Remember during Sex and the City (or… even now…or in the pilot of Girls) when people would talk about what character they were most like? Obviously most people think they are/long to be Carrie. (This is only the result of the fact that her character is the most developed, in my opinion.) I find that practice annoying. I’m not going to go so far as to claim to be a “Hannah”, but I felt shame in how much I identified with her character. [Who wants to be Hannah? She is about as far from Carrie as you can possibly be! </snark>]

I suppose that’s sort of normal, right? Once again, she is the most developed character. She also is a twenty something, flailing through her New York City life. It’s sort of unremarkable that I, of a similar existence, would identify with her. I guess I’m most intrigued by the fact that I feel shame about that.

I’m sure that the shame stems from the fact that Hannah is an “undesirable” in our society. If I identify with Hannah, does that make me equally blobby?

On New Year’s Eve, I went out with a friend in the thriving metropolis that is the San Francisco suburbs. It was anticlimactic. At 1:48, while we were peacefully sipping our end-o-the-night waters in the corner, the bouncer told us it was time to leave.

Me: Sir, this bar doesn’t close until 2:00.

Bouncer: It’s 2:00.

Me: Uh. No it’s not. It’s 1:48.

Bouncer: No it’s not. It’s 2:00. [He holds up his phone which clearly says the time is 1:48]

Me: Your phone says 1:48!

Bouncer: Yeah. It’s time to go.

[Honestly, we were just trying to sober up in the corner. We were drinking water. And the bar was still full.]

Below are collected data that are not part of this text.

PR #714, opened 2020-11-25
ClientOutcomes is more robust because it's converted to enum

robinpiets:
This PR made `ClientOutcomes` way more robust by converting it to enum. Also, I've fixed the bug with the missing outcome text.

Please squash when approved.

Please make sure:
- [x] to add a label

### DIFF
--- a/packages/client/src/components/Questions.tsx
+++ b/packages/client/src/components/Questions.tsx
@@ -1,10 +1,10 @@
 import { setTag } from "@sentry/browser";
 import {
   Checker,
+  ClientOutcomes,
   Decision,
   Question as ImtrQuestion,
   Permit,
-  clientOutcomes,
   imtrOutcomes,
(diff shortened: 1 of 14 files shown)


svenjens (approved):

packages/client/src/components/Questions.tsx
```diff
@@ -344,7 +345,7 @@ const Questions: React.FC<
         const showQuestionAlert = !!permitsPerQuestion[i];
 
         // Define the outcome type
-        const outcomeType = permitsPerQuestion[i];
+        const outcomeType = permitsPerQuestion[i] as ClientOutcomes;
```
afjlambert: Can you use : instead of as?

afjlambert (changes requested):

afjlambert (approved):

Me/My Friend: It’s fine. We’ll leave. At least we’re not going home alone like you.

[It’s foggy who actually said this. I don’t know why either of us would, but one of us did. I’m pretty sure the implication here was that he was just a mean person.]

Bouncer: I’m married. And besides, I would NEVER take your fat ass home.

We walked to her car. I fumed. [Anyone who knows me knows that I can get riled up REAL fast.] She settled into the backseat to continue the sobering up process. I stormed back to the bar.

Me [pointing at Bouncer]: Can I have a word with you?

Bouncer: Uh. Sure?

I proceeded to hand him a piece of my [somewhat inebriated] mind. I told him that in a society where women are bombarded by ridiculous body expectations and images of unattainable beauty standards, it’s shameful that he would fling the term “fat ass” so nonchalantly, unapologetically. I surely belabored the point more than necessary because, well, I had consumed a few cocktails to ring in the New Year.

He apologized.

I have infinite body issues. My weight fluctuates a lot. I emotionally eat.

And sometimes when I’m drunk, I will dole out my liberal, feminist, wanna-be body-confident propaganda.

PS I wrote part of this entry while going to the bathroom. Put that in the Hannah column.